A distanza di oltre due anni dal blitz del Comando provinciale dei carabinieri a Roma, nella giornata di giovedì 5 maggio 2016, è arrivata la confisca di beni - per 80 milioni di euro - ad un gruppo di imprenditori già arrestati nel corso del blitz del 2014 (Luigi, Antonio e Salvatore Righi e Alfredo Mariotti). I quattro, nell’ambito dell’esercizio delle loro attività, erano infatti coinvolti negli affari della camorra di Napoli. A seguito della confisca, dunque, i beni saranno parte del patrimonio dello Stato.

Camorra a Roma: i beni confiscati

Tra i beni oggetti di confisca risultano esserci 28 attività commerciali (bar, pizzerie, gelaterie), 40 beni immobili, 76 autoveicoli, 380 rapporti bancari e oltre 350mila euro in contanti.

Le attività facenti capo ai quattro imprenditori si trovavano tutte nel centro storico di Roma. I beni oggetti di confisca entrano a far parte - così - del patrimonio dello Stato italiano. Attualmente, l’amministrazione dei beni confiscati è compiuta dagli amministratori giudiziari e ancora in fase di valutazione.

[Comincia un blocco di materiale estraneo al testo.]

Issue #61, opened 2020-09-04
Make usable without package distribution


roberth:
pre-commit-hooks.nix in its current form is a package distribution by default; using pinned packages.

Some users (me, #55?) prefer to provide their own packages only, in order to have consistent versions everywhere in a project.

I'd be happy to provide a function to do that, which will work at the module level.

TODO
 - [x] write #60 to make the module system interface a similar as possible
 - [ ] use module system defaults for the default tools
 - [ ] set the default tools with a module that can be enabled (and enable it in `run` so its behavior remains unchanged)
 - [ ] expose the function in `default.nix`

In order to improve performance I'd like to move `tools` into its own attrset, so we can evaluate the spine of `default.nix` without having to load the pinned nixpkgs. It's even possible to unbreak the move and provide deprecation warnings.

blaggacao:
If &mdash; as a collateral &mdash; the code base could be made easier to grasp, that would be great. I was in sheer despair more than once when working on #52 . &mdash; not directly related, though.

domenkozar:
Couldn't we just expose `pkgs` attribute that could be overriden?

roberth:
> Couldn't we just expose `pkgs` attribute that could be overriden?

In the past we've needed a solution for packages that are packaged with `pre-commit-hooks.nix` itself. Those did not come from `pkgs` so to support that, we'd need to expose a way to override `tools` (or something similar).

So either we forgo packaging hooks or the ability to override those, or we allow `tools` overrides. The latter can already be done if you wire up the modules yourself, so I think we should make `run` do nothing more than invoke the module system. Not rearranging arguments into a configuration module is a small breaking change iirc; not too bad.

domenkozar:
Overriding tools sounds good to me (I forgot we didn't just apply an overlay to pkgs).

blaggacao:
I like the way how devshell presents itself as an overlay, this makes it easier to chain things together. Maybe not 100% on topic, but I figured to best comment here nevertheless: https://github.com/numtide/devshell/blob/master/default.nix

u-quark:
[...]

Issue #55, opened 2020-07-24
Ability to select specific versions of tooling


fiadliel:
Whether through passing in your own nixpkgs, sources.json, or otherwise, it would be nice to be able to influence the versions of tooling chosen, without having to fork the project.

A concrete case:
haskell-language-server for VSCode uses a specific version of ormolu for formatting, and this is built-in to the server as a library, not binary (with current hls, 0.1.2.0). If we can't align ormolu with the version pre-commit-hooks uses, then the feature in HLS/VSCode cannot reasonably be used concurrently with hooks (which is a pity for usability etc.).

domenkozar:
It's possible to do that via `pre-commit.tools` or `entry` but you have to read the source to get it right.

It would be far better if we exposed package per each tool that could be overriden.

domenkozar:
Similar to #61

domenkozar:
This is now fixed, you can set `package` for each hook!

PR #67, opened 2020-09-24
Add nix flakes support

### LINKED ISSUE #57: Expose as a flake
Currently its not possible to use this with `nix develop` because it internally re-imports nixpkgs:

```
error: --- EvalError --------------------------------------------------------------------------------- nix
at: (90:39) in file: /nix/store/ma3b77vjls3qrznwh66ix5ivvybx6003-source/pkgs/top-level/impure.nix

    89|                 else (if args ? localSystem then {}
    90|                       else { system = builtins.currentSystem; }) // localSystem;
      |                                       ^
    91| })

attribute 'currentSystem' missing
(use '--show-trace' to show detailed location information)
direnv: export +IN_NIX_SHELL ~PATH
```

Myhlamaeus:
This adds a `flake.nix` which exposes the project's outputs (mainly `packages.{system}.run`) and defines the dependencies.

`niv` was removed as nix flakes obviate it.

BREAKING CHANGES: The project.nix module is now exposed as an output
`projectModules.pre-commit-hooks` on the flake instead of a separate file.

Fixes #57


Myhlamaeus:
I'll soon create a corresponding PR on hercules-ci/project.nix as this PR breaks compatibility with it.

domenkozar:
This needs a rebase on top of master that landed 20.09 and other things :)

Stupremee:
Is this planned to be merged any time soon?

roberth:
We should only offer a cleaned-up interface in the flake. Otherwise people will have to migrate twice - once for flakes and then again for the revised interface. This means implementing some of the ideas in #55 and #61.
This also means we can get rid of some of the inputs and take them from Nixpkgs.
If you enjoy removing unnecessary wiring, I'd be happy to review. Otherwise I can do it, but probably no earlier than a month from now.

Stupremee:
I don't think I have enough experience with Nix to do it.

terlar:
Did this result in anything, I see nothing linked here, so I guess not, but just checking as this would be a nice feature to have.

dhess:
Even just a simple fix for the `currentSystem` error when evaluating this project in a flake would be really helpful:

```
error: attribute 'currentSystem' missing

       at /nix/store/smvan4qznfgg79w1s6wjw1zdbszkynav-source/pkgs/top-level/impure.nix:90:39:

           89|                 else (if args ? localSystem then {}
           90|                       else { system = builtins.currentSystem; }) // localSystem;
             |                                       ^
           91| })
(use '--show-trace' to show detailed location information)
```

domenkozar:
> Even just a simple fix for the `currentSystem` error when evaluating this project in a flake would be really helpful:
> 
> ```
> error: attribute 'currentSystem' missing
> 
>        at /nix/store/smvan4qznfgg79w1s6wjw1zdbszkynav-source/pkgs/top-level/impure.nix:90:39:
> 
>            89|                 else (if args ? localSystem then {}
>            90|                       else { system = builtins.currentSystem; }) // localSystem;
>              |                                       ^
>            91| })
> (use '--show-trace' to show detailed location information)
> ```

I'm happy to fix this - what's the easiest way to reproduce it?

dhess:
@domenkozar Thanks for the offer! This public project has a `source-code-checks` attribute which builds fine using `nix-build` but not using `nix build` (with flakes support enabled):

https://github.com/hackworthltd/haskell-template/blob/a51b92252120a7fe82bc4d9f70842aae3526cbe8/flake.nix#L82

Beware that it uses `haskell.nix` so you'll probably want to be using the upstream `haskell.nix` binary cache. Alternatively, you could just take a look at what I'm doing there (it's pretty straightforward) and add it to a simple test flake.

BTW, I thought this was going to be a very easy fix as it looks like you just need to set `localSystem.system` to `system` in `nixpkgs`s args, but that still didn't work. If I recall, it has something to do with `niv`.

domenkozar:
Sounds like the best way is to add flake support into the project itself.

I'm going to close this and track progress at https://github.com/cachix/pre-commit-hooks.nix/issues/57

domenkozar:
Thanks @Myhlamaeus for your hard work, I've incorporated some of your changes and flake support is live now: https://github.com/cachix/pre-commit-hooks.nix#nix-flakes-support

GRAZIE ALLE FORZE DELL'ORDINE

Le forze dell'ordine e la DDA di Roma compiono un lavoro eccellente nel contrastare le infiltrazioni della criminalità organizzata nell'economia romana. Le ultime confische effettuate nella nostra città, ben 80 milioni di euro, hanno sicuramente inferto un duro colpo alla camorra. Purtroppo però una singola azione non basta ad estirpare quello che è un cancro sempre più diffuso su tutto il territorio italiano. Dobbiamo proteggere il nostro tessuto economico, sostenere l'imprenditoria sana, che se abbandonata rischia di diventare preda del malaffare che dispone di enormi capitali illeciti.

Roma: arresti 2014 e sequestro attività commerciali

L’inchiesta del 2014, che portava il nome ‘Pizza Ciro’, portò all’arresto – oltreché degli imprenditori – di altre venti persone coinvolte nel riciclaggio di denaro sporco per conto della camorra.

Inoltre, ci fu il sequestro dei locali nelle quali si svolgevano le attività commerciali. Da quell’inchiesta emerse che il riciclaggio dei soldi avveniva per conto, soprattutto, del clan Contini. In particolare, la DDA e i carabinieri del nucleo investigativo di Roma portarono alla luce come gli affari dei tre fratelli e di Mariotti era amministrato, illegalmente, attraverso società esterne attribuite a dei clochard (che fungevano da prestanome).

A dare il via all’operazione sono stati i volumi di affari della holding. Infatti, confrontando questi volumi con i redditi dichiarati da ogni singola società emergeva una forte incongruenza che ha portato, in ultimo, a confiscare i beni delle attività illecite.